Sensors, Data Evaluation and Automation for Comprehensive Bioprocess Control

The QbD/PAT approach shows great benefit in classical pharmaceutical industry. With regard to upstream bioprocesses as cell cultivation and microorganism fermentation as well as downstream processes, reliable online analytic and a lack of automation still hamper the successful implementation of the QbD/PAT concept. Monitoring the critical process parameters during biotechnological cell cultivations is of high importance for maintaining a high efficiency and quality of a bioprocess. For some parameters, such as pH-value or the concentration of dissolved oxygen, commercial sensor systems for real time inline monitoring are available. For others like glucose concentration, cell count or viability a robust online prediction is in many applications not yet state of the art. New sensor developments and concepts for bioprocess applications are presented.
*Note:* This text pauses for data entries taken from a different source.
PR #1802, opened 2022-07-16
Backward compatible with MXNet indexing.

KexinFeng:
This solves the bug reported in [issue](https://github.com/deepjavalibrary/djl/issues/1800). 

The new feature of indexing is not completely backward compatible, since `NDIndexPick` has been replaced by `NDIndexTake`. Now this problem is solved.

However, this is a temporary solution, only to make it backward compatible. `NDIndexPick` does not have the same definition as `NDIndexTake` when used to index array elements. For example, `NDIndexPick` cannot support larger-than-1-rank indexing array, while `NDIndexTake` can. So, as NDIndexElement,  `NDIndexPick` should be deprecated in the future.

### DIFF
--- a/api/src/main/java/ai/djl/ndarray/index/full/NDIndexFullPick.java
+++ b/api/src/main/java/ai/djl/ndarray/index/full/NDIndexFullPick.java
@@ -52,22 +52,26 @@ public final class NDIndexFullPick {
         for (NDIndexElement el : index.getIndices()) {
             if (el instanceof NDIndexAll) {
                 axis++;
-            } else if (el instanceof NDIndexPick || el instanceof NDIndexTake) {
-                if (fullPick == null) {
-                    NDArray indexElem =
-                            el instanceof NDIndexPick
-                                    ? ((NDIndexPick) el).getIndex()
-                                    : ((NDIndexTake) el).getIndex();
-                    if (el instanceof NDIndexTake && !indexElem.getShape().isRankOne()) {
-                        throw new UnsupportedOperationException(
-                                "Only rank-1 indexing array is supported for pick");
-                    }
-                    fullPick = new NDIndexFullPick(indexElem, axis);
-                } else {
+            } else if (el instanceof NDIndexPick) {
+                if (fullPick != null) {
                     // Don't support multiple picks
                     throw new UnsupportedOperationException(
                             "Only one pick per get is currently supported");
                 }
+                NDArray indexElem = ((NDIndexPick) el).getIndex();
+                fullPick = new NDIndexFullPick(indexElem, axis);
+            } else if (el instanceof NDIndexTake) {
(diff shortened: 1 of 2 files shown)


api/src/main/java/ai/djl/ndarray/types/Shape.java
```diff
@@ -477,4 +477,24 @@ public static Shape decode(DataInputStream dis) throws IOException {
...
+     *
+     * <p>For example, an array with shape [1, 10, 1] returns true. Array with indeterminate size -1
+     * returns false.
+     *
+     * @return if the array is rank-1
+     */
+    public boolean isRankOne() {
+        int max = 1, ans = 1;
+        for (long s : shape) {
+            max = Math.max(max, Math.toIntExact(s));
```
frankfliu, line 492:
```suggestion
            int size =  Math.toIntExact(s);
            max = Math.max(max, size);
```

api/src/main/java/ai/djl/ndarray/types/Shape.java
```diff
@@ -477,4 +477,24 @@ public static Shape decode(DataInputStream dis) throws IOException {
...
+            ans *= s;
```
frankfliu, line 493:
```suggestion
            ans *= size;
```

api/src/main/java/ai/djl/ndarray/index/full/NDIndexFullPick.java
```diff
@@ -51,9 +52,17 @@ public static Optional<NDIndexFullPick> fromIndex(NDIndex index, Shape target) {
         for (NDIndexElement el : index.getIndices()) {
             if (el instanceof NDIndexAll) {
                 axis++;
-            } else if (el instanceof NDIndexPick) {
+            } else if (el instanceof NDIndexPick || el instanceof NDIndexTake) {
```
frankfliu, line 55: I think the following might be more readable:
```
            } else if (el instanceof NDIndexPick) {
                if (fullPick != null) {
                    // Don't support multiple picks
                    throw new UnsupportedOperationException(
                            "Only one pick per get is currently supported");
                }
                NDArray indexElem = ((NDIndexPick) el).getIndex();
                fullPick = new NDIndexFullPick(indexElem, axis);
            } else if (el instanceof NDIndexTake) {
                if (fullPick != null) {
                    // Don't support multiple picks
                    throw new UnsupportedOperationException(
                            "Only one pick per get is currently supported");
                }
                NDArray indexElem = ((NDIndexTake) el).getIndex();
                if (!indexElem.getShape().isRankOne()) {
                    throw new UnsupportedOperationException(
                            "Only rank-1 indexing array is supported for pick");
                }
                fullPick = new NDIndexFullPick(indexElem, axis);
```

lanking520 (approved):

This includes e.g. analytical systems for online glucose, lactate and viable biomass. Furthermore the capabilities of multi-parameter techniques as Near Infrared Spectroscopy are demonstrated, going far beyond quantitative analysis of single parameters. In combination with powerful chemometric technologies, these spectroscopic analyzers allow for multivariate statistical process control and thus event based sampling.Furthermore Multivariate Data Analysis provides an overview of the complete bioprocess in total. The combined evaluation of fused sensor-, process- and quality control data reveals parameter interactions and gathers comprehensive process understanding. The results are displayed in a few easy to comprehend graphs and allow for the online detection of process deviations. In combination with innovative automation concepts direct bioprocess control is achieved, thus mitigating process risks.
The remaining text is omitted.